In a **univariate setting**, where there are `n` instances of the series and each univariate timeseries has `t` timepoints, this would yield a pandas DataFrame with shape `(n, t)`. In practice, this could be used to represent sensors measuring the same signal over time (features) on different machines (instances) or the same economic variable over time (features) for different countries (instances).

The function `from_2d_array_to_nested` converts a `(n, t)` tabular DataFrame to nested DataFrame with shape `(n, 1)`. To convert from a nested DataFrame to a tabular array the function `from_nested_to_2d_array` can be used.

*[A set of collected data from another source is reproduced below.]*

PR #257, opened 2019-05-15
[12.0][add][bank_statement_line_attachment]

JordiBForgeFlow:
Bank Statement Line Attachment
==============================

This module allows to add attachments to bank statement lines, if it has
been deemed as necessary.

It is common that some of the bank statement lines will be reconciled to
an expense account during the reconciliation process. That could be more
convenient to the company than having to enter invoices or vouchers. In that
scenario there's currently no place to store an evidence of the physical
receipts associated to that expense.


bank_statement_line_attachment/__manifest__.py
```diff
@@ -0,0 +1,18 @@
+# Copyright 2017 Eficent Business and IT Consulting Services S.L.
```
i-vyshnevska, line 1: as you introducing this addon rigths should be the same on all files?

bank_statement_line_attachment/models/account_bank_statement.py
```diff
@@ -0,0 +1,44 @@
...
+    attachment_number = fields.Integer('Attachments',
+                                       compute='_compute_attachment_number')
+    requires_attachment = fields.Boolean('Requires attachment',
+                                         default=False)
+
+    @api.multi
+    def _compute_attachment_number(self):
+        attachment_data = self.env['ir.attachment'].read_group(
+            [('res_model', '=', 'account.bank.statement.line'),
+             ('res_id', 'in', self.ids)], ['res_id'], ['res_id'])
```
i-vyshnevska, line 20:
```suggestion
             ('res_id', 'in', self.ids)], ['res_id'], ['res_id:sum'])
```
it will count on sql level so you don't need to itereate again on python level

bank_statement_line_attachment/models/account_bank_statement.py
```diff
@@ -0,0 +1,44 @@
...
+                          'default_name': self.name,
+                          }
+        return res
+
+    @api.multi
+    def unlink(self):
+        self.env['ir.attachment'].search(
+            [('res_model', '=', 'account.bank.statement.line'),
+             ('res_id', 'in', self.ids)]).unlink()
+        return super(AccountBankStatementLine, self).unlink()
```
i-vyshnevska, line 44:
```suggestion
        return super().unlink()
```

bank_statement_line_attachment/models/account_bank_statement.py
```diff
@@ -0,0 +1,44 @@
...
+
+from odoo import api, fields, models
+
+
+class AccountBankStatementLine(models.Model):
+    _inherit = 'account.bank.statement.line'
+
+    attachment_number = fields.Integer('Attachments',
+                                       compute='_compute_attachment_number')
+    requires_attachment = fields.Boolean('Requires attachment',
```
i-vyshnevska, line 13: seems it might be defined on related journal or bank account to facilitate user work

The example below uses 50 instances with 20 timepoints each.

In [13]:
from numpy.random import default_rng

from sktime.datatypes._panel._convert import (
    from_2d_array_to_nested,
    from_nested_to_2d_array,
    is_nested_dataframe,
)

In [16]:
rng = default_rng()
X_2d = rng.standard_normal((50, 20))
print(f"The tabular data has the shape {X_2d.shape}")

The tabular data has the shape (50, 20)


The `from_2d_array_to_nested` function makes it easy to convert this to a nested DataFrame.

In [18]:
X_nested = from_2d_array_to_nested(X_2d)

print(f"X_nested is a nested DataFrame: {is_nested_dataframe(X_nested)}")
print(f"The cell contains a {type(X_nested.iloc[0,0])}.")
print(f"The nested DataFrame has shape {X_nested.shape}")

X_nested.head()

X_nested is a nested DataFrame: True
The cell contains a <class 'pandas.core.series.Series'>.
The nested DataFrame has shape (50, 1)


Unnamed: 0,0
0,0 -1.446857 1 0.523231 2 1.706278 3...
1,0 -0.155030 1 0.991564 2 -1.084761 3...
2,0 0.701685 1 -0.238664 2 -0.467291 3...
3,0 -1.514999 1 0.921751 2 0.577310 3...
4,0 1.401442 1 0.853261 2 1.513764 3...


This nested DataFrame can also be converted back to a tabular DataFrame using easily.

In [19]:
X_2d = from_nested_to_2d_array(X_nested)
print(f"The tabular data has the shape {X_2d.shape}")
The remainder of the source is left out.